• **WHAT YOU HAVE TO DO**: Take the data below and filter it for lines containing the word "DevCloneName"; show each line found.

• **Dataset entries**:
PR #1987, opened 2021-11-17
Add wake and autocreate e2e

jLopezbarb:
## Proposed changes
- Adds an e2e test for auto wake feature
- Adds an e2e test for autocreate

### DIFF
--- a/cmd/utils/dev.go
+++ b/cmd/utils/dev.go
@@ -253,7 +253,7 @@ func GetApp(ctx context.Context, dev *model.Dev, c kubernetes.Interface, isRetry
 			return nil, false, err
 		}
 		if dev.Autocreate {
-			if isRetry && isAppDown(ctx, dev, c) {
+			if isRetry && !doesAppExist(ctx, dev, c) {
 				return nil, false, fmt.Errorf("Development container has been deactivated")
 			}
 			return apps.NewDeploymentApp(deployments.Sandbox(dev)), true, nil
@@ -280,7 +280,7 @@ func GetApp(ctx context.Context, dev *model.Dev, c kubernetes.Interface, isRetry
 	return app, false, nil
 }
 
-func isAppDown(ctx context.Context, dev *model.Dev, c kubernetes.Interface) bool {
+func doesAppExist(ctx context.Context, dev *model.Dev, c kubernetes.Interface) bool {
 	autocreateDev := *dev
 	autocreateDev.Name = model.DevCloneName(dev.Name)
 	_, err := apps.Get(ctx, &autocreateDev, dev.Namespace, c)
--- a/cmd/utils/dev.go
+++ b/cmd/utils/dev.go
@@ -284,5 +284,5 @@ func doesAppExist(ctx context.Context, dev *model.Dev, c kubernetes.Interface) b
 	autocreateDev := *dev
 	autocreateDev.Name = model.DevCloneName(dev.Name)
 	_, err := apps.Get(ctx, &autocreateDev, dev.Namespace, c)
-	return err != nil
+	return err == nil
 }
--- a/cmd/utils/dev.go
+++ b/cmd/utils/dev.go
@@ -253,7 +253,7 @@ func GetApp(ctx context.Context, dev *model.Dev, c kubernetes.Interface, isRetry
 			return nil, false, err
 		}
 		if dev.Autocreate {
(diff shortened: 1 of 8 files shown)


integration/auto-wake_test.go
```diff
@@ -0,0 +1,209 @@
...
+	}
+
+	var wg sync.WaitGroup
+	upErrorChannel := make(chan error, 1)
+	p, err := up(ctx, &wg, namespace, name, manifestPath, oktetoPath, upErrorChannel)
+	if err != nil {
+		t.Fatal(err)
+	}
+
+	content, err = getContent(endpoint, 150, nil)
```
pchico83, line 146: I wouldn't call either `getContent` or `down`. Just up should wake up everything

cmd/utils/dev.go
```diff
@@ -246,13 +246,16 @@ func GetDownCommand(devPath string) string {
...
 
-func GetApp(ctx context.Context, dev *model.Dev, c kubernetes.Interface) (apps.App, bool, error) {
+func GetApp(ctx context.Context, dev *model.Dev, c kubernetes.Interface, isRetry bool) (apps.App, bool, error) {
 	app, err := apps.Get(ctx, dev, dev.Namespace, c)
 	if err != nil {
 		if !errors.IsNotFound(err) {
 			return nil, false, err
 		}
 		if dev.Autocreate {
+			if isRetry && isAppDown(ctx, dev, c) {
```
pchico83, line 256: why do we need to check this here?

rberrelleza:
111

cmd/utils/dev.go
jLopezbarb: That checks that we didn't lose the connection to the development environment.
For example if an user deletes the pod we have to recreate we have the deployment up but if an user runs `okteto down` we don't have the deployment up so we check that we don't have to recreate the deployment

integration/auto-wake_test.go
jLopezbarb: +1 to not call getContent, but if you don't call down there will be a zombie process running on background that is using local port 8080

pchico83: we can call it after checking the namespace is active

cmd/utils/dev.go
pchico83: should it be `doesntexist` then? instead of `appdown`?

integration/auto-wake_test.go
```diff
@@ -0,0 +1,234 @@
...
+	for i := 0; i < timeout; i++ {
+		<-t.C
+		var d *appsv1.Deployment
+		var err error
+		if isDevMode {
+			d, err = getDeployment(ctx, namespace, model.DevCloneName(name))
+			if err != nil {
+				log.Printf("error getting deployment: %s", err.Error())
+				continue
+			}
```
ifbyol, line 206: minor thing. To simplify the if/else branch logic, you could move this after the if/else as err it is already defined outside the conditional

pkg/okteto/namespace.go
```diff
@@ -133,3 +133,21 @@ func validateNamespace(namespace, object string) error {
 	}
 	return nil
 }
+
+// SleepNamespace sleeps a namespace
+func (c *OktetoClient) SleepNamespace(ctx context.Context, namespace string) error {
```
ifbyol, line 138: I would try to avoid as much as possible to include functions that are only for tests in the "production" code.

cmd/utils/dev.go
```diff
@@ -276,3 +279,10 @@ func GetApp(ctx context.Context, dev *model.Dev, c kubernetes.Interface) (apps.A
 	}
 	return app, false, nil
 }
+
+func doesAutocreateAppExist(ctx context.Context, dev *model.Dev, c kubernetes.Interface) bool {
+	autocreateDev := *dev
+	autocreateDev.Name = model.DevCloneName(dev.Name)
+	_, err := apps.Get(ctx, &autocreateDev, dev.Namespace, c)
+	return err == nil
```
ifbyol, line 287: This is a general assumption I see we are doing in several places, even in the backend. The error could be related to any Kubernetes API error o timeout. A temporal error in K8s could make the tests fail. Should we retry if the error != nil and it isn't a not found error? I think that would make a bit more fault-tolerant the test

ifbyol (approved):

• **RESULT OF THE EXERCISE**:
 	autocreateDev.Name = model.DevCloneName(dev.Name)
 	autocreateDev.Name = model.DevCloneName(dev.Name)
+			d, err = getDeployment(ctx, namespace, model.DevCloneName(name))
+	autocreateDev.Name = model.DevCloneName(dev.Name)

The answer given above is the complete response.